- _Task statement_: Exactly how many lines in this data contain the word "Deletes"? Only the number should be given.

(Stored records)
PR #2103, opened 2017-08-30
PCHR-2558: Add change_balance parameter to LeaveRequest.create API.

tunbola:
## Overview
When a user edits an already created leave and changes any other thing apart from the date, the user can decide to either use the balance change as of when the leave request was created or recalculate if the balance change is now different. This PR implements the Backend changes needed to achieve this.

## Before
There is no way for the `LeaveRequest.create` API to know whether the leave balance for an already created request should be retained or recalculated. 

## After
The `LeaveRequest.create` API was modified to accept a new parameter called `change_balance`. This parameter when present and true will allow the leave request balance changes to be updated using the current work pattern for the contact. If not present or if present and false means that the leave request balance will remain untouched.

---

- [X] Tests Pass

### DIFF
--- a/uk.co.compucorp.civicrm.hrleaveandabsences/CRM/HRLeaveAndAbsences/BAO/LeaveRequest.php
+++ b/uk.co.compucorp.civicrm.hrleaveandabsences/CRM/HRLeaveAndAbsences/BAO/LeaveRequest.php
@@ -41,13 +41,14 @@ class CRM_HRLeaveAndAbsences_BAO_LeaveRequest extends CRM_HRLeaveAndAbsences_DAO
     }
     unset($params['is_deleted']);
 
+    $datesChanged = self::datesChanged($params);
     $instance = new self();
     $instance->copyValues($params);
 
     $transaction = new CRM_Core_Transaction();
     try {
       $instance->save();
-      $instance->saveDates();
+      $instance->saveDates($datesChanged);
       $transaction->commit();
     } catch(Exception $e) {
       $transaction->rollback();
@@ -752,10 +753,21 @@ class CRM_HRLeaveAndAbsences_BAO_LeaveRequest extends CRM_HRLeaveAndAbsences_DAO
   }
 
   /**
-   * Creates and saves LeaveRequestDates for this LeaveRequest
+   * Creates and saves LeaveRequestDates for this LeaveRequest.
+   *
+   * If its an update and the dates has not changed when comparing
+   * the values in the db to the values about to be updated, i.e
+   * dateChanged = false, the previous dates are not deleted and
+   * re-created but left as is.
+   *
+   * @param bool|null $datesChanged
    */
-  private function saveDates() {
-    $this->deleteDatesAndBalanceChanges();
+  private function saveDates($datesChanged = null) {
+    if($datesChanged === false) {
+      return;
+    }
+
+    $this->deleteDates();
 
     $datePeriod = new BasicDatePeriod($this->from_date, $this->to_date);
 
@@ -768,10 +780,9 @@ class CRM_HRLeaveAndAbsences_BAO_LeaveRequest extends CRM_HRLeaveAndAbsences_DAO
   }
 
   /**
-   * Deletes all the dates and balance changes related to this LeaveRequest
+   * Deletes all the dates related to this LeaveRequest
    */
-  private function deleteDatesAndBalanceChanges() {
-    LeaveBalanceChange::deleteAllForLeaveRequest($this);
+  private function deleteDates() {
     LeaveRequestDate::deleteDatesForLeaveRequest($this->id);
   }
 
@@ -1073,5 +1084,29 @@ class CRM_HRLeaveAndAbsences_BAO_LeaveRequest extends CRM_HRLeaveAndAbsences_DAO
     $period = AbsencePeriod::getPeriodContainingDates($fromDate, $toDate);
 
     return [$absenceType, $period];
+  }
+
+  /**
+   * Checks if the from_date or to_date of a leave request has changed by comparing the
+   * date values to be updated to the current values in the database
+   *
+   * @param array $params
+   *
+   * @return bool|null
+   *   Returns null for when a leave request is newly
+   *   created.
+   */
+  private static function datesChanged($params) {
+    if(!empty($params['id'])) {
+      $leaveRequest = self::findById($params['id']);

- _Answer for the task_: 2